DESCRIPTION OF THE TASK: Each line of the listing that includes the string "Action" needs to be located and copied.

THE DATA:
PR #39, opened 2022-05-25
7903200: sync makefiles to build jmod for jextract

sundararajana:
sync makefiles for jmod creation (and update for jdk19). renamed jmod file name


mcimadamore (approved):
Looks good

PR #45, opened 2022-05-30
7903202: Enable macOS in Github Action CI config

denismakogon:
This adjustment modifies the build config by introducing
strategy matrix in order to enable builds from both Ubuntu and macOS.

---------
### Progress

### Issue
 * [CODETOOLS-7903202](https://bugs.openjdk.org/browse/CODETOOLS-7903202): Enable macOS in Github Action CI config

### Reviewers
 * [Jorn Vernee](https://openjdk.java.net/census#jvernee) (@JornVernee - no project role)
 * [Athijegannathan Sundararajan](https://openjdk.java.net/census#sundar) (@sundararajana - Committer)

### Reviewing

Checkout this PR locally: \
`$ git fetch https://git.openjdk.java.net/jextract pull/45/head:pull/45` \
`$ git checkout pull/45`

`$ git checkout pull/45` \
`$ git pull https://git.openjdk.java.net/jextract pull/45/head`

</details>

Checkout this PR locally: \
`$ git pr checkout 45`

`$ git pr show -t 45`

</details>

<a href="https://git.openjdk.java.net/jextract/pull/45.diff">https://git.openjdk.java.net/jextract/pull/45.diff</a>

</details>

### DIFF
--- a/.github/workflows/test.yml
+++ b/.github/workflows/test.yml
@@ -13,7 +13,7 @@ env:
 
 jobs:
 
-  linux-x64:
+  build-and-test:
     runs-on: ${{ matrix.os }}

RESPONSE:
7903202: Enable macOS in Github Action CI config
 * [CODETOOLS-7903202](https://bugs.openjdk.org/browse/CODETOOLS-7903202): Enable macOS in Github Action CI config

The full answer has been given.